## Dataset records
PR #327, opened 2024-10-31
Generalize README benchmark

scotts:
I could not run the benchmarks at first; these are the changes I had to make to get them to run fresh.

### DIFF
--- a/benchmarks/decoders/generate_readme_chart.py
+++ b/benchmarks/decoders/generate_readme_chart.py
@@ -42,10 +42,10 @@ def main() -> None:
     gop_sizes = [600]
     durations = [10]
     pix_fmts = ["yuv420p"]
-    ffmpeg_path = "/usr/local/bin/ffmpeg"
-    videos_path = "/tmp/videos"
-    shutil.rmtree(videos_path)
-    os.makedirs(videos_path)
+    ffmpeg_path = "ffmpeg"
+    videos_dir_path = "/tmp/torchcodec_benchmarking_videos"
+    shutil.rmtree(videos_dir_path, ignore_errors=True)
+    os.makedirs(videos_dir_path)
     generate_videos(
         resolutions,
         encodings,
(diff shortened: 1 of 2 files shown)


benchmarks/decoders/generate_readme_chart.py
```diff
@@ -42,9 +42,9 @@ def main() -> None:
     gop_sizes = [600]
     durations = [10]
     pix_fmts = ["yuv420p"]
-    ffmpeg_path = "/usr/local/bin/ffmpeg"
-    videos_path = "/tmp/videos"
-    shutil.rmtree(videos_path)
+    ffmpeg_path = "ffmpeg"
+    videos_path = "/tmp/torchcodec_benchmarking_videos"
+    shutil.rmtree(videos_path, ignore_errors=True)
```
scotts, line 47: We don't want to fail if the tmp directory does not exist already.

benchmarks/decoders/generate_readme_chart.py
```diff
@@ -56,7 +56,7 @@ def main() -> None:
         ffmpeg_path,
         videos_path,
     )
-    video_paths = glob.glob(f"{videos_path}/*.mp4")
+    video_files = glob.glob(f"{videos_path}/*.mp4")
```
scotts, line 59: I was confused by how close the old variable names were to each other.

benchmarks/decoders/generate_readme_chart.py
```diff
@@ -42,9 +42,9 @@ def main() -> None:
     gop_sizes = [600]
     durations = [10]
     pix_fmts = ["yuv420p"]
-    ffmpeg_path = "/usr/local/bin/ffmpeg"
-    videos_path = "/tmp/videos"
-    shutil.rmtree(videos_path)
+    ffmpeg_path = "ffmpeg"
+    videos_path = "/tmp/torchcodec_benchmarking_videos"
```
ahmadsharif1, line 46: Maybe this should be renamed to videos_dir_path

I like path over files because it tells the user it's a full path and not the filename only

benchmarks/decoders/generate_readme_chart.py
ahmadsharif1: See comment above about rename

ahmadsharif1 (approved):
Minor comment about renames

ahmadsharif1 (approved):
Minor comment about renames

benchmarks/decoders/generate_readme_chart.py
scotts: Yeah, good point, I'll make one use `dir` and the other `file`.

## WHAT THE TASK REQUIRES
Once you have read through the entries, say how many of their lines include the string "other" and give nothing but that number.

## YOUR RESPONSE
2